The correct option is B $\frac{(14m-11)}{(10m-2)}$

Let the first terms of the two AP’s with n_{th} terms $a_n$ and $a_{n\text{'}}$ be a and a′, and common difference be d and d′, respectively.

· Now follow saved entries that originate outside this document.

PR #2715, opened 2023-01-11
fix: issue on generated Cypher with interface type (#2709)

### LINKED ISSUE #2709: Possible issue on generated Cypher with interface type
**Describe the bug**
Reported in Trello.
Creating this bug report to track the bug and make the handling a bit smoother.

**Type definitions**
If applicable, add your type definitions to help us reproduce the bug.

```graphql
interface Production {
  title: String!
  actors: [Actor!]!
  distribution: [DistributionHouse!]!
}

type Movie implements Production @node(label: "Film") {
  title: String!
  actors: [Actor!]!
    @relationship(type: "ACTED_IN", direction: IN, properties: "ActedIn")
  runtime: Int!
  distribution: [DistributionHouse!]!
    @relationship(type: "DISTRIBUTED_BY", direction: IN)
}

type Series implements Production {
  title: String!
  actors: [Actor!]!
    @relationship(type: "ACTED_IN", direction: IN, properties: "ActedIn")
  episodes: Int!
  distribution: [DistributionHouse!]!
    @relationship(type: "DISTRIBUTED_BY", direction: IN)
}

interface ActedIn @relationshipProperties {
  role: String!
}

interface Actor {
  name: String!
  actedIn: [Production!]!
    @relationship(type: "ACTED_IN", direction: OUT, properties: "ActedIn")
}

type MaleActor implements Actor {
  name: String!
  actedIn: [Production!]!
    @relationship(type: "ACTED_IN", direction: OUT, properties: "ActedIn")
  rating: Int!
}
type FemaleActor implements Actor {
  name: String!
  actedIn: [Production!]!
    @relationship(type: "ACTED_IN", direction: OUT, properties: "ActedIn")
  age: Int!
}

interface DistributionHouse {
  name: String!
}

type Dishney implements DistributionHouse {
  name: String!
  review: String!
}

type Prime implements DistributionHouse {
  name: String!
  review: String!
}

type Netflix implements DistributionHouse {
  name: String!
  review: String!
}
```
**To Reproduce**

With the type defs from above, execute the following GraphQL query:

```graphql
query {
  movies(
    where: {
      OR: [
        {
          distributionConnection_SOME: {
            node: { _on: { Netflix: {} }, name: "" }
          }
        }
      ]
    }
  ) {
    title
  }
}
```
This results in the following generated Cypher query:

```cypher
MATCH (this:`Film`)
WHERE size([(this1:`Dishney`)-[this0:DISTRIBUTED_BY]->(this) WHERE this1.name = $param0 | 1]) > 0
RETURN this { .title } AS this
```

The problem appears to be on the label type attached to the `DISTRIBUTED_BY` relationship, as far as i can see we're trying to only query movies that are distributed by "Netflix" but the generated Cypher always try to use "Dishney", ignoring the type specified within the GraphQL query.

* Neo4j Version: 4.4.x
* @neo4j/graphql Version: 3.12

tbwiss:
# Description

> **Note**
> 

Prior to this change the `refNode` was picked, in this particular situation, by which type/node that implements the `DistributionHouse` interface and which was ordered first. This led to the bug reported.
Now first it's evaluated if any of the node names match the `node._on` value (this info comes from the GraphQL query) or the entry type (in this particular case `DistributionHouse`). Only secondly the interface implementations are taken into consideration with the same logic as before.

## Complexity

> **Note**
>

Complexity: Low

# Issue

> **Note**
>
>  

Closes #2709 

# Checklist

### DIFF
--- a/packages/graphql/src/translate/where/property-operations/create-connection-operation.ts
+++ b/packages/graphql/src/translate/where/property-operations/create-connection-operation.ts
@@ -56,29 +56,18 @@ export function createConnectionOperation({
     const operations: (Cypher.BooleanOp | Cypher.RawCypher | undefined)[] = [];
 
     Object.entries(nodeEntries).forEach((entry) => {
-        console.log("entry", entry[1]);
-
-        let test;
-        const t = entry[1]?.node?._on;
-        if (t) {
-            test = Object.keys(t)[0] || undefined;
+        let nodeOnValue: string | undefined = undefined;
+        const nodeOnObj = entry[1]?.node?._on;
+        if (nodeOnObj) {
+            nodeOnValue = Object.keys(nodeOnObj)[0];
         }
-        console.log("test", test);
 
-        // the refNode is wrong!
-        // const refNode = context.nodes.find((x) => {
-
-        //     if (x.name === test) return;
-        //     return x.interfaces.some((i) => i.name.value === entry[0]);
-        // }) as Node;
-        let refNode = context.nodes.find((x) => x.name === test || x.name === entry[0]) as Node;
+        let refNode = context.nodes.find((x) => x.name === nodeOnValue || x.name === entry[0]) as Node;
         if (!refNode) {
             refNode = context.nodes.find((x) => x.interfaces.some((i) => i.name.value === entry[0])) as Node;
         }
 
         const relationField = connectionField.relationship;
-        // console.log("relationField", relationField);
-        console.log("refNode", refNode.name);
 
         const childNode = new Cypher.Node({ labels: refNode.getLabels(context) });
         const relationship = new Cypher.Relationship({
--- a/packages/graphql/src/translate/where/property-operations/create-connection-operation.ts
+++ b/packages/graphql/src/translate/where/property-operations/create-connection-operation.ts
@@ -56,11 +56,29 @@ export function createConnectionOperation({
     const operations: (Cypher.BooleanOp | Cypher.RawCypher | undefined)[] = [];
 
     Object.entries(nodeEntries).forEach((entry) => {
-        const refNode = context.nodes.find(
-            (x) => x.name === entry[0] || x.interfaces.some((i) => i.name.value === entry[0])
-        ) as Node;
+        console.log("entry", entry[1]);
+
+        let test;
+        const t = entry[1]?.node?._on;
+        if (t) {
+            test = Object.keys(t)[0] || undefined;
+        }
+        console.log("test", test);
+
+        // the refNode is wrong!
+        // const refNode = context.nodes.find((x) => {
+
+        //     if (x.name === test) return;
+        //     return x.interfaces.some((i) => i.name.value === entry[0]);
+        // }) as Node;
+        let refNode = context.nodes.find((x) => x.name === test || x.name === entry[0]) as Node;
+        if (!refNode) {
+            refNode = context.nodes.find((x) => x.interfaces.some((i) => i.name.value === entry[0])) as Node;
+        }
 
         const relationField = connectionField.relationship;
+        // console.log("relationField", relationField);
+        console.log("refNode", refNode.name);
 
         const childNode = new Cypher.Node({ labels: refNode.getLabels(context) });
         const relationship = new Cypher.Relationship({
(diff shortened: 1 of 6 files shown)


neo4j-team-graphql:

Check out your changes at https://neo4j-graphql-toolbox-stage-2715.surge.sh

Liam-Doodson (commented):
I'm not sure if this actually fixes the underlying issue of #2709 as I understood it. For the following query:

```gql
query {
  movies(
    where: {
      distributionConnection_SOME: {
        node: { name: "" }
      }
    }
  ) {
    title
  }
}
```

The following cypher is still produced:

```
MATCH (this:`Film`)
WHERE size([(this1:`Dishney`)-[this0:DISTRIBUTED_BY]->(this) WHERE this1.name = $param0 | 1]) > 0
RETURN this { .title } AS this
```

To me that's not the expected behaviour because only the Dishney types are checked in the predicate, not other implementations of DistributionHouse.

tbwiss:
You're right @Liam-Doodson !
What is the expected cypher query in this case? Something like this?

Now, Sum of n terms of first AP, $S_n=\frac{n}{2}[2a+(n-1\left)d\right]$
Sum of n terms of Second AP, $S_n^{\prime }=\frac{n}{2}[2a^{\prime }+(n-1\left)d^{\prime }\right]$
Given: $\frac{S_n}{S_n^{\prime }}=\frac{\frac{n}{2}[2a+(n-1\left)d\right]}{\frac{n}{2}[2a^{\prime }+(n-1\left)d^{\prime }\right]}=\frac{7n-4}{5n+3}$
$\Rightarrow \frac{a+\frac{(n-1)}{2}d}{a^{\prime }+\frac{(n-1)}{2}{d}^{\prime }}=\frac{7n-4}{5n+3}$ ........(i)
Substituting $\frac{n-1}{2}=m-1$, i.e., n = 2m – 1 in (i), we get
$\frac{a+(m-1)d}{a^{\prime }+(m-1)d^{\prime }}=\frac{7(2m-1)-4}{5(2m-1)+3}=\frac{14m-11}{10m-2}$
$\Rightarrow \frac{a_m}{a_m^{\prime }}=\frac{14m-11}{10m-2}$
Hence, the correct answer is option (2).